WHAT YOU WILL DO —
Please filter the entries for the word "Cromwell" and copy every line that has it.

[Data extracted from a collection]
_ _ _ _ _ _ _
PR #219, opened 2020-11-10
[GH-1045] update docs for wgs + `common` block changes

ehigham:
Documentation changes to go with https://github.com/broadinstitute/wfl/pull/218. See that PR for full details.


tbl3rd (approved):
JSON comments?

rexwangcc (approved):
Nice documentation updates!!

Re: JSON comments, I personally am happy to see as many helpful comments as we make, even if they make the code blocks illegal JSONs since I don't expect users copy-paste the examples without editing them. (jsonc might be a better choice but AFAIK it's not supported by mkdocs's highlighter)

PR #220, opened 2020-11-10
[GH-1044] Set default maxRetries workflow option

samanehsan:
### Purpose

Ticket: https://broadinstitute.atlassian.net/browse/GH-1044

### Changes

Set the `maxRetries` workflow option to 1 by default to automatically retry transient failures in Cromwell: https://cromwell.readthedocs.io/en/stable/RuntimeAttributes/#maxretries. 

This includes the `aou`, `wgs`, `xx` and `copyfile` modules.

### Review Instructions

- No instructions.

### DIFF
--- a/api/src/wfl/module/aou.clj
+++ b/api/src/wfl/module/aou.clj
@@ -106,11 +106,11 @@
 
 ;; visible for testing
 (def default-options
-  {; TODO: add :default_runtime_attributes {:maxRetries 3} here
-   :use_relative_output_paths  true
+  {:use_relative_output_paths  true
    :read_from_cache            true
    :write_to_cache             true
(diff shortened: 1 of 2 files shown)


rexwangcc (approved):
LGTM! Thanks for doing this, it's also interesting to see how we have spent much more time talking about it 😅 

One question I have is how can we test/prove this works? I'm not sure what kind of artificial errors we could craft to make workflow fail while persuading Cromwell to retry it 🤔

samanehsan:
@rexwangcc for QA I started a workflow for each module and checked that the workflow options included "maxRetries: 1". I don't think we need to test the actual retry functionality, just that it's getting set correctly!

PR #221, opened 2020-11-12
[GH-1061] don't send back defaults when user specifies reference_fasta_prefix

ehigham:
### Purpose
Using the reference_fasta_prefix to dictate all the references is weird. We should only use it to compute the reference_fasta.

## Changes
- merge the reference_fasta into references if the specifies them
- don't make default values part of the API. This makes back-porting fixes + updated input values easier.

### DIFF
--- a/api/src/wfl/module/wgs.clj
+++ b/api/src/wfl/module/wgs.clj
@@ -47,12 +47,11 @@
     {:cram_ref_fasta       cram_ref_fasta
      :cram_ref_fasta_index (str cram_ref_fasta ".fai")}))
 
-(defn make-references
+(def ^:private default-references
   "HG38 reference, calling interval, and contamination files."
-  [prefix]
   (let [hg38 "gs://gcp-public-data--broad-references/hg38/v0/"]
     (merge references/contamination-sites
-      (references/hg38-genome-references prefix)
+      (references/hg38-genome-references nil)
       {:calling_interval_list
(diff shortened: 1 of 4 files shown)


rexwangcc (approved):

api/src/wfl/module/wgs.clj
```diff
@@ -47,20 +47,19 @@
...
      :cram_ref_fasta_index (str cram_ref_fasta ".fai")}))
 
-(defn make-references
+(def ^:private default-references
   "HG38 reference, calling interval, and contamination files."
-  [prefix]
   (let [hg38 "gs://gcp-public-data--broad-references/hg38/v0/"]
     (merge references/contamination-sites
-      (references/hg38-genome-references prefix)
+      (references/hg38-genome-references nil)
```
tbl3rd, line 54: Could we `(def hg38-genome-references …)` and just merge it as data?

tbl3rd (approved):
Not sure I understand the motivation, but looks good to me.

api/src/wfl/module/wgs.clj
ehigham: > Not sure I understand the motivation, but looks good to me.

The idea is that I think it's weird to specify all references via a reference_fasta_prefix - surely that should only define the reference fasta?

ehigham:
> Not sure I understand the motivation, but looks good to me.

The idea is that I think it's weird to specify all references via a reference_fasta_prefix - surely that should only define the reference fasta?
_ _ _ _ _ _ _
SOLUTION TO THIS PROBLEM —
Set the `maxRetries` workflow option to 1 by default to automatically retry transient failures in Cromwell: https://cromwell.readthedocs.io/en/stable/RuntimeAttributes/#maxretries. 
One question I have is how can we test/prove this works? I'm not sure what kind of artificial errors we could craft to make workflow fail while persuading Cromwell to retry it 🤔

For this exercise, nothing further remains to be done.